Potrà salvare i colletti blu alzando le barriere protezionistiche contro la Cina? Certo, può gettare molta sabbia nel motore sbuffante della globalizzazione. Ma già oggi il rallentamento della domanda mondiale è la causa principale di una crescita meno energica che in altre fasi di ripresa ciclica. E molti temono che si prepari una nuova recessione o una lunga stagnazione. Ciò vuol dire non più, ma meno posti di lavoro rispetto agli anni scorsi.

Siamo così alla politica estera che non ha mai contato molto nelle elezioni americane, ma questa volta è una issue importante proprio per la stretta connessione con la politica domestica.

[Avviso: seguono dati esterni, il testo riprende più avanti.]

Issue #21, opened 2015-05-23
dojo-core/queue does not have default export


kitsonk:
Therefore, when importing you cannot do:

``` ts
import queueMicroTask from 'dojo-core/queue';
```

You can only:

``` ts
import queue = require('dojo-core/queue');
```

mwistrand:
You should be able to import as
`import { queueMicroTask } from './queue';`

PR #219, opened 2016-10-24
Refactored for removal of Promise shim from dojo/shim, shim issue #21

rorticus:
This is part of shim #21!  We removed the promise shim and are returning the native promise object.

It looks like in Typescript, if you cannot extend Promise and compile down to ES5. So in the mean time, I've created a Promise wrapper thingy, similar to what was in shim. The wrapper includes a `finally` because Task needed it.

It turns out that the promise shim from dojo/shim was swallowing uncaught errors. When you run the tests now, you get a ton of uncaught error messages (but the tests pass).

Did I mention this is dependent on https://github.com/dojo/shim/pull/41 ?

### DIFF
--- a/src/async/ExtensiblePromise.ts
+++ b/src/async/ExtensiblePromise.ts
@@ -1,0 +1,141 @@
+import { Iterable, forOf } from 'dojo-shim/iterator';
+import Promise, { Executor } from 'dojo-shim/Promise';
+import { Thenable } from 'dojo-shim/interfaces';
+
+/**
+ * Take a list of values, and if any are ExtensiblePromise objects, insert the wrapped Promise in its place,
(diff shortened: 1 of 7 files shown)


kitsonk:
We should rebase this off of master while we are getting dojo/shim#41 sorted out as there has been quite a bit of machinations in there with the integration of `dojo-interfaces`.

kitsonk (approved):
👍 🎃

kitsonk:
Actually this is now independent of dojo/shim#41, because it has now abstracted itself from that, which is good.  While there is a risk that when dojo/shim#41 gets published, it causes a regression, but both @rorticus and myself have tested against linked versions of this.  This is a great example of decoupling!

PR #221, opened 2016-10-25
Update dependencies and migrate to @types

kitsonk:
Refs dojo/meta#62

### DIFF
--- a/package.json
+++ b/package.json
@@ -2,6 +2,10 @@
   "name": "dojo-core",
   "version": "2.0.0-pre",
   "description": "Basic utilites for common TypeScript development",
+  "engines": {
+    "node": "^6.5.0",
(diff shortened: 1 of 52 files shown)


package.json
```diff
@@ -2,6 +2,10 @@
   "name": "dojo-core",
   "version": "2.0.0-pre",
   "description": "Basic utilites for common TypeScript development",
+  "engines": {
+    "node": "^6.5.0",
```
agubler: do you think we should just put 6.0.0 (which is the minimum version)? I am running `6.3.0`

agubler (approved):
one question

package.json
kitsonk: Adjusted, plus also the semver for the `@types` packages.

PR #230, opened 2016-11-02
Calling finally task for canceled tasks, fixes #205

### LINKED ISSUE #205: Task's finally callback not invoked if added after cancelation
The following test for `Task` should pass, but times out instead:

```
        'invoked if already canceled'(this: any) {
            const dfd = this.async();
            const task = new Task(() => {});
            task.cancel();

            task.finally(dfd.callback(() => {}));
        },
```

I think it's because `Task#finally()` defers to `Promise#finally()`, which in turn calls `Task#then()`, which doesn't invoke callbacks if the task is canceled.

rorticus:
If you call `finally` on an already canceled task, the `finally` task now runs.


kitsonk (approved):
👍

PR #446, opened 2026-03-23
Droid: use native acp client and support default model and mode

kohnish:

## Checklist

### DIFF
--- a/README.org
+++ b/README.org
@@ -157,13 +157,13 @@ See https://github.com/mistralai/mistral-vibe for details.
 
 *** Factory Droid
 
-For Factory Droid, install the =droid-acp= client:
+For Factory Droid, install Droid:
 
 #+begin_src bash
-npm install -g droid-acp
+curl -fsSL https://app.factory.ai/cli | sh
 #+end_src
 
-See https://github.com/yaonyan/droid-acp for details.
+See https://factory.ai for details.
 
 *** Pi
 
--- a/agent-shell-droid.el
+++ b/agent-shell-droid.el
@@ -21,7 +21,7 @@
 ;;; Commentary:
 ;;
 ;; This file includes Factory Droid specific configurations relying on the
-;; droid-acp client: https://github.com/yaonyan/droid-acp
+;; droid: https://docs.factory.ai/cli/getting-started/quickstart
 ;;
 
 ;;; Code:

A differenza di Hillary, il candidato Trump vuole alzare il tiro contro la Cina e ammorbidire i rapporti con la Russia di Putin. Il contrario di quel che hanno fatto i repubblicani dalla coppia Nixon-Kissinger in poi, una linea seguita poi anche dai democratici. E’ possibile? Francamente no. Perché al di là delle velleità trumpiane, gli interessi di fondo degli Stati Uniti restano legati alla carta cinese giocata per controbilanciare la Russia. Anche Pechino mostra una volontà di potenza, neo-imperiale secondo alcuni soprattutto in Asia e nell’area del Pacifico. Ma Mosca è la seconda potenza nucleare e Putin ha cominciato a usare anche questa minaccia. Dunque, non c’è alternativa a un neo-contenimento, più morbido o più aspro dipende dalle circostanze, non tanto dagli umori presidenziali.

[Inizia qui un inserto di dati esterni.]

PR #450, opened 2026-03-24
Fix restart using wrong default-directory

zackattackz:
`agent-shell-restart` kills the buffer and calls `agent-shell--start` directly after.
Since `kill-buffer` will have the effect of changing the default directory to the "other buffer", `agent-shell--start` can possibly end up creating the new shell an unexpected project (e.g if the user's last buffer was in a different project, the new shell will be made for this project instead of the expected behavior of being for the same project the original shell was for).

The fix is to bind `default-directory` around calling `agent-shell--start`, since this will retain the default directory across the `kill-buffer` call.

`agent-shell-reload` was also affected, since it delegates to `agent-shell-restart`.

A new test is added to ensure that, in a frame whose last buffer was another project than the current shell's, calling restart will still use the shell's project as expected. Without the fix, the test fails.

La politica di Trump sarà più protezionista non c’è dubbio, ma non fino al punto di danneggiare gli interessi delle multinazionali a stelle e strisce che producono all’estero una fetta sempre maggiore di ricchezza. Sarà più isolazionista? Anche, ma bisogna tener conto che già Barack Obama ha scelto di tirare i remi in barca, sotto la bandiera del soft power. Lo si è visto con la Siria. L’esportazione della democrazia è una fase finita.

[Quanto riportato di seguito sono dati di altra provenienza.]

PR #451, opened 2026-03-24
Extract agent-shell--get-available-models

zackattackz:
This is not urgent or a real issue, just a minor improvement for the code quality.

I wanted to make this simple PR for a little code cleanup since I noticed this repeated expression a lot when I was looking into model ID stuff.

Again it isn't major so I understand if you'd rather not merge, but I thought it'd be helpful to submit.

----

Consolidate repeated `(map-nested-elt state '(:session :models))` expressions into a single function, mirroring the existing `agent-shell--get-available-modes'.

## Checklist

### DIFF
--- a/agent-shell.el
+++ b/agent-shell.el
@@ -3106,7 +3106,7 @@ The model contains all inputs needed to render the graphical header."
   (let* ((model-name (or (map-elt (seq-find (lambda (model)
                                               (string= (map-elt model :model-id)
                                                        (map-nested-elt state '(:session :model-id))))
-                                            (map-nested-elt state '(:session :models)))
+                                            (agent-shell--get-available-models state))
                                   :name)
                          (map-nested-elt state '(:session :model-id))))
          (mode-id (map-nested-elt state '(:session :mode-id)))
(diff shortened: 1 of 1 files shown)


xenodium:
Thanks for thr PR! However, the current approach is intentional ;)

Knowing where things live in the state explicitly makes the codebase easier to reason with. Adding a function to access `(map-nested-elt state '(:session :models))` is a little unnecessary. To frame it a little differently, if you had a struct in another programming language, it is highly unlikely that we'd add a function that merely returns state.session.models.

zackattackz:
Fair enough it does make sense when you put it-like that with the struct comparison. You control that state anyways so its not like there would be unexpected changes due to acp stuff changing or whatnot. (If a third party package is referring to things from the state, but if those fields get changed around, is what I was thinking could be an issue. But realistically a change like that would be easy to trace and update anyways).

I will close this though, lmk if PRs like this (minor refactoring without any "real" changes) are ultimately helpful. Would not want to spam you with them when you already have a lot on your plate 😆. (Not that I had any others in mind, but just for future reference)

Tuttavia lo slogan America First non è affatto vuoto. Significa che Washington baderà a quelli che considera i propri interessi di breve periodo. Nel Medio Oriente non si sa se sarà più filo-saudita e cosa accadrà con l’Iran. In teoria dovrebbe essere più filo-israeliano, ma non ha ancora chiarito la sua posizione. E’ stato cristallino, invece, a proposito dell’Europa: dovrà pagare caro se vuol farsi difendere. E questo in fondo lo pensano tutti gli americani, Hillary compresa. Ciò spingerà i Paesi europei a realizzare finalmente una difesa comune? Bisognerebbe moltiplicare enormemente le spese militari rispetto al prodotto lordo. Inoltre la sicurezza europea non esiste fuori dalla Nato. Nel caso in cui peggiorasse la crisi con la Russia, anche Trump sarebbe costretto a mettere in campo l’Alleanza atlantica. Per tutto il resto, l’Europa dovrà cavarsela da sola. Alla prossima crisi dell’euro il Trump presidente non muoverà un dito per salvare la Grecia o l’Italia. Per questo gli euroscettici di destra votano The Donald. Trascinando con sé di fatto anche quelli di sinistra.